Background to the study

The term anisotropy can be defined as the dependent of seismic velocity upon an angle or a variation of physical properties that are dependent on the direction of its measurement (Thomsen 1986). Anisotropy can also be considered as an anomaly caused by directional variations which must be removed or corrected. Although, in quantitative reservoir study, it can be exploited to improve interpretation especially in vertical fracture characterization. However, in seismic processing, it is important to consider the effects of anisotropy in processing flow. But in most cases, this important stage in reservoir interpretation is often ignored on the assumption that elastic medium is isotropic while in reality, it is anisotropic (Thomsen 1988 and Jones et al. 2003). Sedimentary rocks are fundamentally anisotropic and the most common velocity anisotropy is transverse isotropy also known as polar anisotropy, where the velocity is constant on the surface of a cone about some axis, known as the axis of symmetry (Jones et al. 2003; Alkhalifah and Tsvankin (1995). In other words, the velocity is azimuthally invariant but only varies as a function of angle from the symmetry axis. This is of different types and includes vertical transverse isotropy (VTI), horizontal traverse isotropy (HTI) and tilted traverse isotropy (TTI). Niger delta geological setting is favored by vertical transverse isotropy (VTI) probably due to the sequential sand-shale layering.

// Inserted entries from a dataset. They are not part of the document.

PR #1514, opened 2025-12-28
Added lemma uniq_map_indexE and uniq_map_in_inj to seq

hivert:

Add some missing lemma about unicity and map in seq.v
Should be ready for review now.

##### Minimal TODO list

### DIFF
--- a/boot/seq.v
+++ b/boot/seq.v
@@ -2848,36 +2848,29 @@ case/subseqP=> m sz_m ->; apply/subseqP.
 by exists m; rewrite ?size_map ?map_mask.
 Qed.
 
-Lemma nth_index_map s x0 x :
-  {in s &, injective f} -> x \in s -> nth x0 s (index (f x) (map f s)) = x.
-Proof.
-elim: s => //= y s IHs inj_f s_x; rewrite (inj_in_eq inj_f) ?mem_head //.
-move: s_x; rewrite inE; have [-> // | _] := eqVneq; apply: IHs.
-by apply: sub_in2 inj_f => z; apply: predU1r.
-Qed.
-
 Lemma index_map_in s x :
   {in s &, injective f} -> x \in s -> index (f x) (map f s) = index x s.
 Proof.
-elim: s => // y s IHs inj_f s_x /=.
-have -> : (f y == f x) = (y == x).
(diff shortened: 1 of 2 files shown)


boot/seq.v
```diff
@@ -2856,6 +2856,20 @@ move: s_x; rewrite inE; have [-> // | _] := eqVneq; apply: IHs.
 by apply: sub_in2 inj_f => z; apply: predU1r.
 Qed.
 
+Lemma uniq_map_indexE s :
```
proux01: Maybe
```suggestion
Lemma index_map_uniq s :
```
since it's a variant of `index_map`? (also, it's not really Eliminating `index`)
That being said, I wonder if it wouldn't be better to first prove the stronger `index_map_in : {in s &, injective f} -> index (f x) (map f s) = index x s` and deduce the current lemma from it?

boot/seq.v
```diff
@@ -2856,6 +2856,20 @@ move: s_x; rewrite inE; have [-> // | _] := eqVneq; apply: IHs.
...
+  uniq (map f s) -> forall x, x \in s -> index (f x) (map f s) = index x s.
+Proof.
+move=> f_uniq x /[dup] xins /map_f fxinfs; apply/eqP.
+rewrite -(nth_uniq (f x) _ _ f_uniq) ?index_mem ?size_map ?index_mem //.
+by rewrite nth_index // (nth_map x) ?index_mem // nth_index.
+Qed.
+
+Lemma uniq_map_in_inj s : uniq (map f s) -> {in s &, injective f}.
```
proux01:
```suggestion
Lemma uniq_map_inj_in s : uniq (map f s) -> {in s &, injective f}.
```
(that convention seems a bit more common)

boot/seq.v
hivert: The problem is that bu doing so, I don't now anymore how to prove 
```
Lemma uniq_map_inj_in s : uniq (map f s) -> {in s &, injective f}.
```

hivert: I decided to reprove it anyway and have your two suggested lemmas.

hivert:
I just added two more missing lemmas `take_mkseq` and `drop_mkseq`.

PR #8, opened 2022-02-26
Add Per World Configuration Guide

sulu5890:
designed as a precursor to the anti-xray guide and other future documentation. This is very commonly misunderstood so official docs on how it works would be good.


docs/paper/how-to/per-world-config.md
```diff
@@ -0,0 +1,95 @@
+# Per World Configuration
+
+One of the most powerful yet least understood features of the Paper configuration is setting
+configuration options per world. While not every config option can be set per world, everything
+under `world-settings` in either `paper.yml` or `spigot.yml` can be configured differently on a per
+world basis.
+
+## Default Values
+
+The only world generated by out of the box is `default`. Any configuration option set here will
```
chickeneer, line 10: I think there is an extra "by" here. 

> generated by out of the box

docs/paper/how-to/per-world-config.md
```diff
@@ -0,0 +1,95 @@
...
+| `spawn-limits.axolotls`                   | `5`    | `5`          | `5`           | `8`            |
+| `spawn-limits.underground_water_creature` | `5`    | `5`          | `5`           | `5`            |
+| `spawn-limits.water_creature`             | `5`    | `5`          | `5`           | `5`            |
+| `spawn-limits.water_ambient`              | `20`   | `20`         | `20`          | `20`           |
+| `keep-spawn-loaded`                       | `true` | `true`       | `true`        | `false`        |
+
+Notice that `world_the_end` was never specified in this configuration. Because of this, it inherits
+all the configuration options from the `default` section. Additionally, `keep-spawn-loaded` was only
+disabled in `resource_world`. Because in the `default` section, `keep-spawn-loaded` is set to
+`true`, all worlds except for `resource_world` will have `keep-spawn-loaded` enabled.
```
chickeneer, line 95: These last two sentences are awkward to read to me and partially redundant.
I would simplify it to something like 

> Additionally, `keep-spawn-loaded` was only disabled in `resource_world` because in the `default` section, `keep-spawn-loaded` is set to `true`.

PR #25, opened 2022-03-09
Fix header for timings category

NoahvdAa:
Because the header was set to `##` instead of `###`, some settings were unintentionally added as children of the timings category:
image


sulu5890 (approved):
Good catch

PR #29, opened 2022-03-15
Document side effect of disable-ice-and-snow

NoahvdAa:
Noticed this while researching PaperMC/Paper#7605.

### DIFF
--- a/docs/paper/reference/paper-per-world-configuration.md
+++ b/docs/paper/reference/paper-per-world-configuration.md
@@ -228,7 +228,7 @@ global config, see the [Paper Global Configuration Reference](paper-global-confi
 ### disable-ice-and-snow
 
 - **default**: false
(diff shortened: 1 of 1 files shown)


Owen1212055:
I assume this also effects them being able to be filled up by snow as well?

Machine-Maker:
how long has rain filled up cauldrons? does this config pre-date that? if so, I feel like the solution is to make that config *not* affect this.

NoahvdAa:
According to [the Minecraft wiki](https://minecraft.fandom.com/wiki/Cauldron), rain filling cauldrons was added in Minecraft 1.3.1.

Machine-Maker:
k, that's a lot older than I thought. guess it can stay. just seems weird 🤷

sulu5890 (approved):

PR #30, opened 2022-03-15
Rename Reference categories Configuration

sulu5890:
Initially done at the request of @kennytv as the (Paper) Reference category currently contains just the configuration file.

My plans for the category in the future were:
* Built-in commands overview
* System properties
* possibly other "reference" type stuff I haven't thought of yet

which are also sort of configurations in a sense.

Opened primarily for opinion as it's not something I am so keen on, but at least right now, it does make more sense on the sidebar.

**TODO:**

There aren't any redirects implemented for the changed URLs. Doing so is a must should this be merged. Unfortunately, GitHub pages does not support proper redirects, so more to be investigated there. ugly solution is just [@docusaurus/plugin-client-redirects](https://docusaurus.io/docs/api/plugins/@docusaurus/plugin-client-redirects)


Machine-Maker:
I don't really think commands fall under the "Configuration" title.

sulu5890:
yeah, as I think about this more and more especially with the config migration it doesn't really make sense.

PR #33, opened 2022-03-26
add structured data for search, support adding custom html tags to header/body in config

sulu5890:


sulu5890:
looks to work correctly

test result

PR #42, opened 2022-03-30
Breadcrumb links to all pages, category indexes

sulu5890:
Fixes an issue @MiniDigger noticed with google crying about invalid breadcrumbs.

This is intentional on the end of Docusaurus, ref https://togithub.com/facebook/docusaurus/pull/6932. Possibly a better solution is just to remove the last breadcrumb. I'm not sure, as there is good rationale provided there.


sulu5890:
Still don't love this but it seems like the best solution I've found and is at least okayish. Don't see anything else being better.

PR #45, opened 2022-04-03
Removed Event interface from custom velocity event example

4drian3d:
Actually the example contradicts itself by saying `You'll notice that your events don't need to extend or implement anything. They just work.` being that the example implements an interface and the `Event` interface never existed and confuses many people thinking that they have to implement this interface


sulu5890 (approved):
The velocity docs are in a bit of a limbo state right now with the three different versions. That'll hopefully be worked out soon to make everything more clear and then more revision can be done to make sure everything is up to date and makes sense. Regardless, looks good. Thanks.

PR #48, opened 2022-04-04
Refactor for multiple docs plugin instances and sidebars

sulu5890:
Also see #50 for an alternative idea.

Refactor to separate the different projects more, both in terms of the sidebar and how they are dealt with internally. It does not break URLs, though, outside of the `papermc` group, which has been moved into `common`.

This is mostly just experimental/a concept. I'm still pretty much 50/50 as to if this is better or not. Mostly open for feedback. This isn't complete.

Some advantages that this does provide, more for the future:

Should we want to implement versioning, Paper and Velocity could be versioned differently, while Waterfall/Common wouldn't need to be versioned at all.
Localization would also be cleaner to implement, should we want that.

Something applicable now is changing all of the sidebars to be independent. You will now only see the sidebar for the project you are browsing. This is doable without different `content-docs` plugin instances for each set of docs, but I figured why not just get that out of the way now, so it is less pain should we want to version later down the line.

A limitation of this with the current architecture of Docusaurus, you can't use markdown links between docs in different sections. You instead need to link to its slug (see the java update guide link changes). This has no change in the built site but is slightly more work in writing docs. This would be solved by something like [this proposal](https://togithub.com/facebook/docusaurus/issues/6370). The same applies to `doc` sidebar link types. A `link` type would be required instead.

Todo:

1. Create a proper `getting help` section (under common) and add to the top of each sidebar
2. Use search facets to limit search to the project you are currently viewing (with a toggle?) and common. Homepage search or search on `common` will still display all results.
3. Other things I am forgetting now, I know I had way more than this when I started to type out the comment. I'll update this


config/common.ts
```diff
@@ -0,0 +1,25 @@
+import { SidebarsConfig } from "@docusaurus/plugin-content-docs";
+
+const sidebarType: SidebarsConfig = {
+  sidebar: [],
+};
+
+export const sidebar: typeof sidebarType.sidebar = [
+  {
```
sulu5890, line 8: This is completely awful. I don't know how to make it better though (and am pretty new to typescript). The type needed isn't exported, so this hack is used instead.

sulu5890:
After conversation on discord, this isn't preferred.

Machine-Maker:
I think there shouldn't be a global sidebar. There are few cases where, in one session, one is jumping about between different platforms' admin docs and developer docs. I think there should be 3 sidebars, one for each platform, and then for each platform, there is two top level sidebar entries, one for server admins, one for developers. and a landing page that just has a small blurb about each platform and links to the admin/dev page for that platform

sulu5890:
Made a bunch of changes to sorta match that. Now:

Four total sidebars:
1. Paper
2. Velocity
3. Waterfall
4. Common

`paper` and `velocity` sidebar are split into `admin` and `dev`, while waterfall and common sidebars are unified (waterfall does not have a dev section).

With this also comes wayyyy more URL changes, so more redirects to add once this is done.

Machine-Maker:
Looks good. couple inconsistencies with sidebar item naming and such, but the structure looks good. I think the Welcome pages need to be renamed or have a different name template, `Welcome to Blah` seems too long, and repetitive, idk what the best solution is, just `Welcome` or `Paper/Waterfall/Velocity`. I think the welcome pages should also have big button links to each top and 1-level below section of their sidebars, or at least if the sidebars can be expanded on page load.

sulu5890:
Yeah, buttons would be nice. I had investigated this when initially implementing them, using the built-in [DocCard](https://github.com/facebook/docusaurus/blob/main/packages/docusaurus-theme-classic/src/theme/DocCardList/index.tsx)s - however, it's not feasible to autogenerate this as global sidebar state isn't available here.

So essentially, it'd either have to be hacked together with some weird post-processing or done manually, which are both far from ideal. I'll further investigate the post-processing possibility as it would be a significant improvement.

sulu5890:
I've gone for a different approach and instead added these link items to each category (admin/dev) and made that the main landing page from the navbar. An issue I've noticed is that the `activeBaseRegex` does not seem to correctly apply for the dropdowns themselves (although for its items, it works perfectly). I've also yet to update the home page.

sulu5890:
Happy enough with the organization here now. Still have to work on some UI issues, but that can be done as a separate PR.

PR #49, opened 2022-04-05
Remove chunk-tasks-per-tick

HexedHero:
It got removed in the Tuinity merge here https://github.com/PaperMC/Paper/commit/7d10cdea0358854138d0d0ada5e74c58c688dea7#diff-cabcb269ec3936b8c8cd99cfe30492bc7aafc3a835fae86fda89b7543bc1d5f4L21


sulu5890 (approved):
Thanks. Should set up a script to check this (adds/deletes vs what is documented) automatically. Will do that shortly.

PR #53, opened 2022-05-07
Update alt-item-despawn-rate docs

NoahvdAa:
https://github.com/PaperMC/Paper/commit/2ab0258b5ab985da6d8fe3728c994b325c08ada0


sulu5890 (approved):
Looks good, thanks.

I'd like to in the future, now that this is fully standard, rather than labeling each individually create a "types" table at the top detailing all custom types used (likely excluding one-off types, although I'm not 100% on that yet), and then just add a type for each config option. This would include non-custom types as well.

Main issue with this is how the config docs are split across two sections which contain the same types. I'm not sure if there is any community standard way to handle partials/replacement for markdown. So that's something to look into both for here and other smaller places.

PR #56, opened 2022-05-26
Fix bamboo indent

### LINKED ISSUE #55: Bamboo min value not listed under bamboo
Bamboo minimum grow height value is not listed under the bamboo list item
image

Doc94:
This fix #55 

PD: Thanks windows for take 30min for fix a gpg error...


sulu5890 (approved):
Thanks

PR #292, opened 2024-01-27
Document our enabling of sand duplication

olijeffers0n:


config-specs/paper/paper-global.yml
```diff
@@ -424,6 +424,13 @@ unsupported-settings:
     description: >-
       Whether the server should allow players to overstack items in the
       grindstone
+  allow-unsafe-end-portal-teleportation:
+    default: 'false'
+    description: >-
+      This setting allows for exploits related to end portal teleportation to be
+      possible. This includes sand duplication, and other exploits. This
```
MiniDigger, line 431: this reads weird, if you only listing one, maybe we should just write something like
```suggestion
      This setting allows for exploits related to end portal teleportation to be
      possible, for example sand duplication. This
```

MiniDigger:
I feel like we should note somewhere that unsupported settings might vanish at any time

olijeffers0n:
> I feel like we should note somewhere that unsupported settings might vanish at any time

Sure, not sure if this is the place though. Might require modifying the `Config.tsx` to allow a "note" on non-leaf nodes

PR #293, opened 2024-01-30
feat: ConfiguredProperty for documenting "magic" values consistently

olijeffers0n:
Need some input on where to store these values. Also, what other values need documenting.

### DIFF
--- a/src/components/ConfiguredProperty.tsx
+++ b/src/components/ConfiguredProperty.tsx
@@ -1,0 +1,30 @@
+import React from 'react';
+
+const CONFIGURED_PROPERTIES = {
+    MIN_VELOCITY_JAVA: "17",
+}
+
+const CONFIGURED_PROPERTY_NAMES = Object.keys(CONFIGURED_PROPERTIES);
+
+export function isConfiguredProperty(propertyKey: string): boolean {
+    return CONFIGURED_PROPERTY_NAMES.includes(propertyKey);
+}
+
+export function getConfiguredProperty(propertyKey: string): string {
+    return CONFIGURED_PROPERTIES[propertyKey];
+}
+
+export default function ConfiguredProperty({ propertyKey }) {
+
+    if (!isConfiguredProperty(propertyKey)) {
+        return null;
+    }
+
+    const value = getConfiguredProperty(propertyKey);
+
+    return (
+        <span className="configured-property">
+            {value}
+        </span>
+    );
+}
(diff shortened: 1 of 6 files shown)


Leguan16:
maybe store it in a separate JSON? Where to store it is a different question. Maybe config dir? a new dir for that seems overkill. Root dir is also a bit meh but easily findable. I'd just say config to be honest.

docs/paper/admin/getting-started/getting-started.mdx
```diff
@@ -13,12 +13,12 @@ With the release of Minecraft 1.18, Paper now requires **Java 17** to run. We re
 
 :::
 
-| Paper Version  | Recommended Java Version |
```
Leguan16, line 16: Missed a spot in the admonition above.

olijeffers0n: thanks

olijeffers0n:
Ready for final review

src/components/ConfiguredProperty.tsx
```diff
@@ -0,0 +1,20 @@
...
+
+export function isConfiguredProperty(propertyKey: string): boolean {
+    return CONFIGURED_PROPERTY_NAMES.includes(propertyKey);
+}
+
+export function getConfiguredProperty(propertyKey: string): string {
+    return configuredProperties[propertyKey];
+}
+
+export default function ConfiguredProperty({ propertyKey }) {
```
zlataovce, line 13: not that familiar with React components, but couldn't this also be typed?

```suggestion
export default function ConfiguredProperty({ propertyKey }: { propertyKey: string }): string | null {
```

src/components/ConfiguredProperty.tsx
```diff
@@ -0,0 +1,20 @@
+import configuredProperties from '@site/config-specs/properties/properties.json';
+
+const CONFIGURED_PROPERTY_NAMES = Object.keys(configuredProperties);
+
+export function isConfiguredProperty(propertyKey: string): boolean {
+    return CONFIGURED_PROPERTY_NAMES.includes(propertyKey);
+}
+
+export function getConfiguredProperty(propertyKey: string): string {
```
zlataovce, line 9:
```suggestion
export function getConfiguredProperty(propertyKey: string): string | undefined {
```

src/components/ConfiguredProperty.tsx
```diff
@@ -0,0 +1,20 @@
+import configuredProperties from '@site/config-specs/properties/properties.json';
+
+const CONFIGURED_PROPERTY_NAMES = Object.keys(configuredProperties);
+
+export function isConfiguredProperty(propertyKey: string): boolean {
```
zlataovce, line 5: this name seems a bit iffy, maybe something like `hasConfiguredProperty`?

PR #295, opened 2024-02-02
fix: reword how plugins work and move category

olijeffers0n:


docs/paper/dev/getting-started/how-do-plugins-work.md
```diff
@@ -80,15 +80,14 @@ give the player named Notch a diamond. Note here that the arguments are `["Notch
...
-`paper.command.help` permission.
+`paper.command`. This provides a nice way to group permissions together.
 
 ## Configuration
 
 Plugins can have configuration files. These files are used to store data that the plugin needs to run. For example, a
 plugin that adds a new block to the game might have a configuration file that stores the block's ID. Configuration files
-are stored in the `plugins` folder in the server directory. Configuration files are written in YAML. See 
-[here](/paper/dev/plugin-configurations) for more information.
+should be stored in the `plugins` folder in the server directory. The server offers a YAML configuration API that can be
```
zlataovce, line 89: worth to note that they should be in the plugin's respective data directory in `plugins` and not the root

MiniDigger:
I assume this changes the url? if so, we need a redirect

olijeffers0n:
It does not change the slug

Andre601:
I personally would've gone with this change for the Permission section to make it clear that a plugin is responsible for defining child-/sub-permissions to be part of a main one (Also adds note about the wildcard (`*`) permission and its use in permission plugins):
```markdown
Permissions are a way to control who can run commands and who can listen to events. Permissions 
are registered by plugins and can be checked by other plugins. Permissions can be granted to players and groups. 
Permissions can have a hierarchical nature, if defined so by the plugin in their `plugin.yml`. For example, a 
plugin can define `example.command.help` as a sub-permission of `example.command`. This means that if a player 
has the `example.command` permission, they will also have the `example.command.help` permission.

::: note

Permission plugins can allow the usage of wildcard permissions using the `*` character to grant any permission 
or sub-permission available. For example, granting `example.command.*` through a permission plugin with 
wildcard support will grant access to all permissions starting with `example.command.` itself.

It is **not** recommended to use wildcard permissions, especially `*` (All permissions), as it can be a huge 
security risk, as well as potentially causing unwanted side-effects to a player. Use with caution.

:::
```

olijeffers0n:
Thank you, I have used your comment

zlataovce (approved):

Andre601 (approved):

PR #299, opened 2024-02-03
fix: Adjust Aikar's flags for high memory

olijeffers0n:
closes #298

PR #300, opened 2024-02-04
Cleanup Aikar's flags

### LINKED ISSUE #298: Aikar's Flags don't match the Start Script Generator
There is a section in https://docs.papermc.io/paper/aikars-flags, that says if you has 12G+ memory, you should adjust flags a little.  

Script Generator completely skips that part and just pastes static flags.  

> изображение

Nacioszeczek:
Seems to me the page about Aikar's flags is a bit dated.
Cleaning it up a little and making it a consistent page,
also closes #298 and #299.

### DIFF
--- a/docs/paper/admin/how-to/aikars-flags.md
+++ b/docs/paper/admin/how-to/aikars-flags.md
@@ -71,17 +71,17 @@ up much space (5MB)
 
 ## Technical Explanation of the Flags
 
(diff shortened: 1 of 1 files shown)


olijeffers0n (commented):
Think on the getting started page or something we provide an example using 2G. Can you bump this to 4G as I believe this is the amount we recommend as a realistic value

olijeffers0n (approved):

PR #310, opened 2024-02-25
Add some notranslate hints

electronicboy:
I have no sane means to test this, but, this *should* tell site translators to not translate certain aspects of the configuration, if we want to go on with this, there's probably several other things we'd want to apply this to, i.e. any cross-refs to the configuration page, for ex


electronicboy:
image

olijeffers0n (approved):

PR #317, opened 2024-03-05
style: fix Prettier configuration and reformat

zlataovce:
If you run the `format` script through `yarn` right now, you'll find yourself with a whole bunch of changes, even breaking documentation in some places; this PR aims to fix that.

Seems like Prettier [does not support MDX v2 nor v3](https://github.com/prettier/prettier/issues/12209) yet, so I chose to ignore all Markdown and MDX files for the time being.


.prettierignore
```diff
@@ -1,10 +1,4 @@
-/.docusaurus
-/.vscode
-/.yarn
-/build
-/node_modules
```
olijeffers0n, line 5: Not sure why we are including node_modules?

zlataovce: Prettier automatically looks inside `.gitignore`, so it's redundant to ignore it there as well

olijeffers0n (approved):

PR #321, opened 2024-03-17
Add documentation for list persistent data types

lynxplay:
The PDC API recently was expanded to cover list types. This commit adds a simple example for developer that either
 a) Want to store a list of a custom pdt
 b) Want to store a list of strings or other api defined types

The commit also provides a quick example of retrieving the data as the implementation allows fully type-safe access to the data.

Also drops some unneeded spaces at EOL.

### DIFF
--- a/docs/paper/dev/api/pdc.md
+++ b/docs/paper/dev/api/pdc.md
@@ -22,7 +22,7 @@ In the past, developers resorted to a variety of methods to store custom data on
 - Lore and display names: Prone to collisions as well as slow to access.
 
 The benefit of the PDC is that it allows for a more reliable and performant way to store arbitrary data on objects.
-It also doesn't rely on accessing server internals, so it's less likely to break on future versions. It also removes the need to 
+It also doesn't rely on accessing server internals, so it's less likely to break on future versions. It also removes the need to
 manually track the data lifecycle, as, for example with an entity, the PDC will be saved when the entity unloads.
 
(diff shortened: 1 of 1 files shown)


zlataovce (approved):

docs/paper/dev/api/pdc.md
```diff
@@ -86,17 +86,34 @@ The PDC supports a wide range of data types, such as:
...
+  // a list data type wrapping the string data type.
+  container.set(
+    key,
+    PersistentDataType.LIST.listTypeFrom(PersistentDataType.STRING),
+    List.of("a", "list", "of", "strings")
+  );
+
+  // Storing a list of strings in a container by using the api
+  // provided pre-definitions of commonly used list types.
+  container.set(key, PersistentDataType.LIST.strings(), List.of("a", "list", "of", "strings"));
```
olijeffers0n, line 101: Is it worth listing the inbuild ones? I know you can see them from the javadocs so I’m not sure here.

olijeffers0n (approved):

docs/paper/dev/api/pdc.md
lynxplay: That's a lot to list and kinda just mirrors the existing list. I wouldn't add it but if others think that is benefitial, sure

olijeffers0n: Fairs, no issue.

PR #327, opened 2024-03-26
Added BungeeForge note to Velocity server-compatibility.mdx

p0t4t0sandwich:
Specifically under the Minecraft Forge (1.7.2-1.12.2) section, BungeeForge can be used in situations where SpongeForge isn't supported, compatible, or if the server admin feels their server doesn't need SpongeForge.

### DIFF
--- a/docs/velocity/admin/reference/server-compatibility.mdx
+++ b/docs/velocity/admin/reference/server-compatibility.mdx
@@ -78,7 +78,8 @@ or [SpongeForge](https://spongepowered.org/downloads/spongeforge) mod correspond
 Minecraft Forge for Minecraft 1.7.2-1.12.2 is fully compatible with Velocity, as we make special
 provisions to synchronize client state with each server. However, we **strongly** recommend the use
 of SpongeForge, as it allows you to use legacy BungeeCord player info forwarding and generally
-improves proxy support in general.
+improves proxy support in general. [BungeeForge](https://github.com/caunt/BungeeForge) can be used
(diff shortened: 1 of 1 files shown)


olijeffers0n:
BungeeForge is a very small project which appears to be abandoned for about 3 months, I’m hesitant to recommend it. Can you shed some light on why you are making this PR - has it helped you before?

p0t4t0sandwich:
Lots of projects in this space have stalled since the Forge/Neo split, but the current release works fine. There's quite a few people in the Ambassador Discord that use BungeeForge to support legacy forwarding on newer MC versions, myself included (I would rather use modern forwarding, but I support some older servers in the same network). I've also used it for a couple of old 1.12.2 modpacks and an old 1.7.10 modpack that I wanted to hook up to my network that didn't mesh well with SpongeForge, so I see it as a viable alternative.
I've tested BungeeForge quite thoroughly on quite a few versions/server platforms and it seems to work as expected across the board: [ProxyCompatibility.md](https://github.com/p0t4t0sandwich/MinecraftNotes/blob/main/ProxyCompatibility.md#forge) (still more testing to be done, but it's quite time intensive)

olijeffers0n:
I would like to thank you for explaining your reasoning here, and we are happy for you to recommend this within the community, however, we do not feel comfortable merging this into our documentation at this time. Thank you for your contribution!

p0t4t0sandwich:
Yeah for sure! Thanks for considering it!

PR #328, opened 2024-03-27
Fix wrong version reference in API call

Delath:
MINECRAFT_VERSION="1.20.4" is surely a copy/paste oversight, we need to obtain the build of the LATEST_VERSION and not of the MINECRAFT_VERSION, in the next steps we are rightfully referring only to the LATEST_VERSION.

### DIFF
--- a/docs/misc/downloads-api.mdx
+++ b/docs/misc/downloads-api.mdx
@@ -45,12 +45,11 @@ This will get the latest stable build for the given project and Minecraft versio
 #!/bin/bash
 
 PROJECT="paper"
-MINECRAFT_VERSION="%%_MAJ_MIN_MC_%%"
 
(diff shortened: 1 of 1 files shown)


zlataovce:
in my opinion, it should rather use `MINECRAFT_VERSION` to match the example's description and the latest version query should be extracted into another example

olijeffers0n:
Hi! Thank you for opening this PR, however this was not the intention we had behind this example. As @zlataovce said, this is technically correct as-is, however this latest version query should be a different example. If you would like to work on this, please open another PR! 😄

Delath:
> Hi! Thank you for opening this PR, however this was not the intention we had behind this example. As @zlataovce said, this is technically correct as-is, however this latest version query should be a different example. If you would like to work on this, please open another PR! 😄 

He didn't say that this is correct as-is, because it's not, however i think he is right and there should be two different examples, i may work on this when i have time.

PR #331, opened 2024-03-30
chore: remove inline styling & use clsx consistently

granny:
This PR removes all instances of inline styling. Ternary operator calls in `className` have been replaced with the clsx() helper method for improved readability.

1. Inline styles calling the margin[...] properties have been updated to use Docusaurus' margin-[...]--sm and margin-[...]--md classes for consistent margin sizes.
1. Inline styles have been merged into pre-existing classes wherever possible.

Only visual inconsistency should be the Icons that originally had 8 pixel margins and the slider markers in the script generator.


src/components/Config.tsx
```diff
@@ -163,16 +164,23 @@ const YamlNodeWithDescription = ({
 
   return (
     <div
-      style={{ paddingLeft: `${root ? 0 : INDENT_SIZE}px` }}
+      style={{ paddingLeft: `${root ? 0 : INDENT_SIZE}px` }} // TODO: dynamic class
```
zlataovce, line 167: considering `INDENT_SIZE` is a constant, this can be safely extracted into a conditional class

src/components/Config.tsx
```diff
@@ -246,14 +251,10 @@ const YamlTreeNode = ({
     <div
       key={name}
       className={`highlight-config-node`}
-      style={{ paddingLeft: `${root ? 0 : INDENT_SIZE}px` }}
+      style={{ paddingLeft: `${root ? 0 : INDENT_SIZE}px` }} // TODO: dynamic class
```
zlataovce, line 254: same here

src/components/Config.tsx
```diff
@@ -163,16 +164,22 @@ const YamlNodeWithDescription = ({
...
     >
-      <div className={`description_word_wrap`} style={{ marginBottom: showDescription ? 10 : 0 }}>
+      <div className={"description_word_wrap"}>
         <button
           onClick={() => {
             setShowDescription(!showDescription);
           }}
-          className={`config-node with-value${showDescription ? "-active" : ""} clean-btn button--link notranslate`}
+          className={clsx(
+            "config-node",
```
MiniDigger, line 176: any particular reason all these have been split? cant have have them all in one string and only hte active one in another? or at least group stuff that belongs together, like config-node with-value and clean-btn button--link, no need to have this use to many lines

granny: no specific reason; I've merged all the individual class strings into one

granny:
A `dropdown-item-selected` class has also been added to this PR

granny:
The internal styles added to the slider markers has been replaced with flexbox styling. It's now more accurate than how it was before.

Any leftover internal styling and TODOs have now been removed.

zlataovce (approved):

olijeffers0n (changes requested):
image
image

First is the PR, Second is Prod. The Config Pages have changed slightly with respect to margins and highlight colours not being active.

granny:
1. Selected config options should now properly highlight like before.
2. The margin indenting being off is technically on purpose since docusaurus' built-in `margin-bottom--sm` class is not 10px, but something closer to 8px. With `margin-bottom--xs` being closer to 4px and `margin-bottom--md` being closer to 16px.

olijeffers0n:
Looks generally good, I’ll review properly soon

Thomsen (1986) introduced three major constants considered as effective parameters for measuring anisotropy especially for vertical transverse isotropy (VTI). They are known as near vertical anisotropy or delta (δ), P-wave anisotropy or epsilon (Ɛ) and S-wave anisotropy or gamma (γ). Among these, near vertical anisotropy does not involve the horizontal velocity at all in its definition and thus the most critical measure of anisotropy. The P-wave anisotropy controls the normal move out of the compressional wave arrivals especially in a horizontally layered sequence. It is an influential parameter for seismic wave travelling close to the vertical transverse isotropy (VTI) which has a hexagonal symmetry and fine layering where individual particles are preferentially aligned. But near vertical and S-wave anisotropy represents the percentage difference between the vertical and horizontal P-wave velocities and polarized shear wave respectfully. Tsvankin et al. (1994) proposed a technique of inverting anisotropic non-hyperbolic normal move out equation for the estimation of these anisotropic parameters. They concluded that the determination of delta anisotropy (δ) which has short offset move out is relatively easy while P-wave anisotropy (Ɛ) which carries long offset move out information needs a measure of horizontal velocity which is difficult to measure. Toldi (1999) highlighted the importance of near vertical anisotropy in processes like depth imaging and stated that it must be measured with the aid of well control to give integrity in the interpretation. But generally, estimation of anisotropic parameters in VTI is dependent on the horizontal layered media where seismic waves tend to propagate at different velocities in different direction. The variations in the velocities are dependent on the various sequences of lithologies and seismic velocities tend to travel more quickly along the bedding planes than perpendicular to the layered boundaries (Thomsen 1986; Jakobsen and Johansen 2000; Hudson 1981; Johansen et al. 2004; Rudd et al. 2003, and Kaushik 2009).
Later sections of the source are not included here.